The Brunos alleged negligence against Erie for misleading the couple about the extent of the damages and failure to warn. The couple also filed a professional negligence claim against Rudick.
On appeal, the Brunos argued that they didn’t need a certificate of merit for the professional negligence claim, because they were not clients or patients of the company.
The state Superior Court, however, said the argument was against this purpose of the certificate of merit requirement, holding that the requirement is “the centerpiece” of the Supreme Court’s attempt to reform malpractice suits.
Attorneys are also expected to argue whether Pennsylvania’s Home Improvement Consumer Protection Act bars recovery where no valid home improvement contract exists in Shafer Electric & Construction v. Mantia.
The case involves Raymond and Donna Mantia, who signed a contract with Shafer Electric & Construction for construction of an addition to their garage for nearly $38,000 and allegedly failed to pay.
Shafer filed a mechanic’s lien in April 2011 and followed with a formal complaint, claiming breach of contract or, alternatively, quantum meruit.
However, in May 2013, the Superior Court held that the act incorrectly limits a contractor’s ability to recover damages for work completed under the theory of quantum meruit. A panel of the court concluded that while Section 517.7(g) of the HICPA sets forth a contractor’s right to recover under a theory of quantum meruit—a device to prevent unjust enrichment despite the absence of a valid contract—it then “somewhat puzzlingly” requires compliance with Section 517.7(a), which includes a list of requirements in the law for a valid and enforceable home improvement contract.
“Upon review, we conclude that a plain reading of the HICPA as written serves only to impermissibly limit its true purpose in a manner that makes quantum meruit recovery under Subsection (g) impossible, and subverts what we believe to be the General Assembly’s obvious intention in providing for a quasi-contract theory of recovery in situations where no valid written contract exists,” Judge Sallie Updyke Mundy wrote for the court.
The quasi-contract theories of quantum meruit and unjust enrichment imply by definition that there is no valid and enforceable contract, Mundy said.
Therefore, the statute creates an absurd result in which it provides contractors with an equitable means of recovery under a quasi-contract theory but does so only when a written contract exists, the result of which is “such that quantum meruit recovery is not needed nor allowed by law,” Mundy said.
The court is expected to hear argument Wednesday in Commonwealth v.

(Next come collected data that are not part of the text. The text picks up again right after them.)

PR #1184, opened 2024-05-30
chore(ci): use only pull_request event in workflow

soonum:
Using pull_request_target event to handle PR from forks was clashing with pull_request event. It would launch double amount of actions and moreover leads to cancellation in jobs due to the concurrency directive.

### DIFF
--- a/.github/workflows/aws_tfhe_tests.yml
+++ b/.github/workflows/aws_tfhe_tests.yml
@@ -17,8 +17,6 @@ on:
   workflow_dispatch:
   pull_request:
     types: [ labeled ]
-  pull_request_target:
-    types: [ labeled ]
   schedule:
     # Nightly tests @ 1AM after each work day
     - cron: "0 1 * * MON-FRI"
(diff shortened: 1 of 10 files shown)


.github/workflows/aws_tfhe_tests.yml
```diff
@@ -141,9 +138,8 @@ jobs:
 
   cpu-tests:
     name: CPU tests
-    if: (github.event_name != 'pull_request' && github.event_name != 'pull_request_target') ||
-      ((github.event_name == 'pull_request' || github.event_name != 'pull_request_target') &&
-      needs.setup-instance.result != 'skipped')
+    if: (github.event_name != 'pull_request' ||
+      (github.event_name == 'pull_request' && needs.setup-instance.result != 'skipped')
```
IceTDrinker, line 142: looks broken

IceTDrinker: picked up by CI lint

IceTDrinker (approved):
Thanks, merge as soon as this is mergeable

PR #1185, opened 2024-05-31
chore(tfhe): alias if_then_else to select

tmontaigu:
Closes https://github.com/zama-ai/tfhe-rs-internal/issues/594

Simmons, which involves a man on probation following a third-degree murder conviction who told his girlfriend and several health care providers that he wanted to kill a romantic rival.

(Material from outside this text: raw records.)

PR #1188, opened 2024-05-31
chore(gpu): parallelize keyswitch further

guillermo-oyarzun:

### Check-list:

### DIFF
--- a/backends/tfhe-cuda-backend/cuda/src/crypto/keyswitch.cuh
+++ b/backends/tfhe-cuda-backend/cuda/src/crypto/keyswitch.cuh
@@ -3,8 +3,10 @@
 
 #include "device.h"
 #include "gadget.cuh"
+#include "polynomial/functions.cuh"
 #include "polynomial/polynomial_math.cuh"
 #include "torus.cuh"
+#include "utils/kernel_dimensions.cuh"
 #include <thread>
 #include <vector>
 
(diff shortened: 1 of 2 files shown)


agnesLeroy (approved):

backends/tfhe-cuda-backend/cuda/src/crypto/keyswitch.cuh
```diff
@@ -76,15 +101,16 @@ __host__ void cuda_keyswitch_lwe_ciphertext_vector(
     uint32_t base_log, uint32_t level_count, uint32_t num_samples) {
 
   cudaSetDevice(gpu_index);
-  constexpr int ideal_threads = 1024;
-  if (lwe_dimension_out + 1 > ideal_threads)
-    PANIC("Cuda error (keyswitch): lwe dimension size out should be greater "
-          "or equal to the number of threads per block")
+
+  constexpr int num_threads_x = 16;
+  constexpr int num_threads_y = 32;
```
pdroalves, line 106: Do we really need to hard code the block dimension?

backends/tfhe-cuda-backend/cuda/src/crypto/keyswitch.cuh
```diff
@@ -76,15 +101,16 @@ __host__ void cuda_keyswitch_lwe_ciphertext_vector(
...
 
   int lwe_size = lwe_dimension_out + 1;
-  int shared_mem = sizeof(Torus) * lwe_size;
-  dim3 grid(num_samples, 1, 1);
-  dim3 threads(ideal_threads, 1, 1);
+  int num_blocks = (lwe_size + num_threads_x - 1) / num_threads_x;
```
pdroalves, line 109: Let's use `getNumBlocksAndThreads()` in `utils/kernel_dimensions.cuh` to calculate the number of blocks.

backends/tfhe-cuda-backend/cuda/src/crypto/keyswitch.cuh
pdroalves: If so, why so small values for each dimension?

backends/tfhe-cuda-backend/cuda/src/crypto/keyswitch.cuh
```diff
@@ -31,43 +31,68 @@ __device__ Torus *get_ith_block(Torus *ksk, int i, int level,
...
+        local_lwe_out -= (Torus)ksk_block[tid] * decomposed;
       }
     }
-    block_lwe_array_out[tid] = local_lwe_array_out[tid];
+
+    lwe_acc_out[shmem_index] = local_lwe_out;
+  }
+
+  if (tid <= lwe_dimension_out) {
+    for (int offset = blockDim.y / 2; offset > 0 && threadIdx.y < offset;
```
pdroalves, line 85: We may want to run such a reduction in other places in the future. Can you generalize and move this to its own function? That would also make this piece of code easier to read.

pdroalves (changes requested):
Seems quite good. Thanks @guillermo-oyarzun !
I just added a few suggestions for improvement.

backends/tfhe-cuda-backend/cuda/src/crypto/keyswitch.cuh
```diff
@@ -31,43 +31,68 @@ __device__ Torus *get_ith_block(Torus *ksk, int i, int level,
...
+
+    if (tid == lwe_dimension_out && threadIdx.y == 0) {
+      local_lwe_out = block_lwe_array_in[lwe_dimension_in];
     }
+    const Torus mask_mod_b = (1ll << base_log) - 1ll;
 
-    for (int i = 0; i < lwe_dimension_in; i++) {
+    const int pack_size = (lwe_dimension_in + blockDim.y - 1) / blockDim.y;
+    const int start_i = pack_size * threadIdx.y;
+    const int end_i = pack_size * (threadIdx.y + 1) <= lwe_dimension_in
```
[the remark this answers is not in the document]
guillermo-oyarzun: added!

backends/tfhe-cuda-backend/cuda/src/crypto/keyswitch.cuh
guillermo-oyarzun: You have to consider that it is a 2D block, so the total number of threads in the block is 16x32 = 512. 
The number of threads in the y direction is hardcoded since it is the one that follows the reduction logic.

backends/tfhe-cuda-backend/cuda/src/crypto/keyswitch.cuh
guillermo-oyarzun: I saw that function only applies to unidimensional blocks in which each threads produces one output. I created a similar function that works for 2D blocks for which you set the number of threads in y that are going to participate in the calculation of one output.

backends/tfhe-cuda-backend/cuda/src/crypto/keyswitch.cuh
guillermo-oyarzun: This is a very specific reduction pattern, in the sense that we only want to perform the reduction on the threads in y, and only within the block. I think what you suggest could be another ticket in which we could generalise it to different configurations or different operations.

pdroalves: Indeed!

backends/tfhe-cuda-backend/cuda/src/crypto/keyswitch.cuh
pdroalves: I think it should work as it is indeed. I remember seeing parameter sets with N=256 but don't think they are in use nowadays.

pdroalves (approved):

Arguments are expected to focus on whether a defendant’s threats to kill a man and feed him to pigs constituted assaultive behavior if the threats were not communicated to the intended target and no actions were taken to implement the threats.

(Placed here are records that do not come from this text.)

PR #1193, opened 2024-06-03
fix(gpu): ensure `single carry propagation` returns carry

bbarbakadze:
cuda backend `propagate_single_carry` now returns `carry_out` instead of only processing input carries.

### DIFF
--- a/backends/tfhe-cuda-backend/cuda/include/integer.h
+++ b/backends/tfhe-cuda-backend/cuda/include/integer.h
@@ -242,9 +242,12 @@ void scratch_cuda_propagate_single_carry_kb_64_inplace(
     uint32_t num_blocks, uint32_t message_modulus, uint32_t carry_modulus,
     PBS_TYPE pbs_type, bool allocate_gpu_memory);
 
-void cuda_propagate_single_carry_kb_64_inplace(
-    void **streams, uint32_t *gpu_indexes, uint32_t gpu_count, void *lwe_array,
-    int8_t *mem_ptr, void *bsk, void *ksk, uint32_t num_blocks);
+void cuda_propagate_single_carry_kb_64_inplace(void **streams,
+                                               uint32_t *gpu_indexes,
+                                               uint32_t gpu_count,
+                                               void *lwe_array, void *carry_out,
+                                               int8_t *mem_ptr, void *bsk,
+                                               void *ksk, uint32_t num_blocks);
 
 void cleanup_cuda_propagate_single_carry(void *stream, uint32_t gpu_index,
                                          int8_t **mem_ptr_void);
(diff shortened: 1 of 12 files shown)


backends/tfhe-cuda-backend/cuda/include/integer.h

In November 2012, a divided Superior Court panel ruled the actions were assaultive behavior, upholding the determination of a parole violation.
But the defendant argued there is no proof of assaultive behavior, since there was no evidence of actions, implementation or any communication of the threats to the intended person.
The Superior Court disagreed and said that whether or not the target of the threat directly heard the threat was irrelevant. The intent was the more important issue, the court said.
The court is also scheduled to hear Commonwealth v. Dunnavant, which presents the admissibility of a silent video recording taken in a defendant’s home.
The defendant in the case has argued that the recording was an unconstitutional invasion of his expectation of privacy.
In May 2013, the state Superior Court affirmed the trial court’s decision to exclude the video.